# Server 2008 R2 High Memory Usage



## FossTeknologies (Aug 24, 2007)

Trying to fix a memory problem for a business server. On startup or after running RAMMap to clear the working sets, the system runs like a dream with around 35 to 40 percent memory usage, but within 24 hours the memory usage creeps up to between 90 and 99 percent and stays there until either a reboot or clearing the working sets again. My knee jerk solution is to just bang another 4GB in there, but I want to avoid having to go to that expense if its not going to fix the problem. It doesn't appear to be a _svchost_ problem that I've heard about in my search for a solution - the server generally has around 10 instances of svchost running but even at 99% memory usage, no svchost instance is showing more than about 20000k, most much less.

System specs
Win Server 2008 R2 Foundation
serving 3 Win 7 clients with DNS, file sharing, Symantec Endpoint and the business' accounting system.​AMD Phenom II X4 955 CPU
4GB DDR3 1333


----------



## Rockn (Jul 29, 2001)

Is the av client running on that server?
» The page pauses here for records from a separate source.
PR #892, opened 2025-03-18
feat: render entire row as drag preview

stropitek:
- **feat(Table): add noHeader prop**
- **feat(Table): render dragged row as the preview by default**


tpoisseau (approved):
Is it possible to vertical center the preview, relative to the mouse cursor ?

src/components/table/table_root.tsx
```diff
@@ -28,30 +31,33 @@ import { useTableColumns } from './use_table_columns.js';
...
-          props.bordered
-            ? 'inset 1px 0 0 0 #11141826 !important'
-            : 'none !important'
-        };
+        box-shadow: ${match(props)
+          .with(
+            { bordered: true },
+            () => 'inset 1px 0 0 0 #11141826 !important',
+          )
+          .otherwise(() => 'none !important')};
```
Sebastien-Ahkrin, line 53: Its a bit strange for me to use ts-pattern only for a ternary

src/components/table/table_root.tsx
```diff
@@ -28,30 +31,33 @@ import { useTableColumns } from './use_table_columns.js';
 import { useTableScroll } from './use_table_scroll.js';
 
 const CustomHTMLTable = styled(HTMLTable, {
-  shouldForwardProp: (prop) => prop !== 'striped' && prop !== 'stickyHeader',
-})<{ stickyHeader: boolean }>`
+  shouldForwardProp: (prop) =>
+    prop !== 'striped' && prop !== 'stickyHeader' && prop !== 'noHeader',
```
Sebastien-Ahkrin, line 35: This start to be hard to understand maybe we can refactor this to a function or something else ?

Sebastien-Ahkrin (approved):

stropitek:
> LGTM, I just find it strange that the drag & drop button is so small. Maybe try to make it bigger / take up the entire cell ?

Maybe it's because in this particular case, the row takes a lot of height because of the molecule? 

The drag handler is not necessary meant to be used standalone in a cell. It can be just a part of a cell. My implementation is based on https://atlassian.design/components/pragmatic-drag-and-drop/examples, with a similar sized drag handler. It is true though that mine is slightly smaller.

src/components/table/table_root.tsx
stropitek: Initially thought I needed more than 2 cases.

But not addressing this comment as I think it's a matter of personal preferences.

stropitek:
I now forward props from the drag handler component to the button component to be able to customize it.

Try stopping the service if it is and see if it clears up the memory issue. svchost is a process that manages a single or multiple services running on the computer, the number is only relevent to the number of services that are running. Is there one that is taking more memory than the rest?


----------



## FossTeknologies (Aug 24, 2007)

Yep, the AV client is running on the server, but I'm not particularly keen on disabling it for 24 hours.

All svchost processes are using roughly the same amount of memory.


----------



## Rockn (Jul 29, 2001)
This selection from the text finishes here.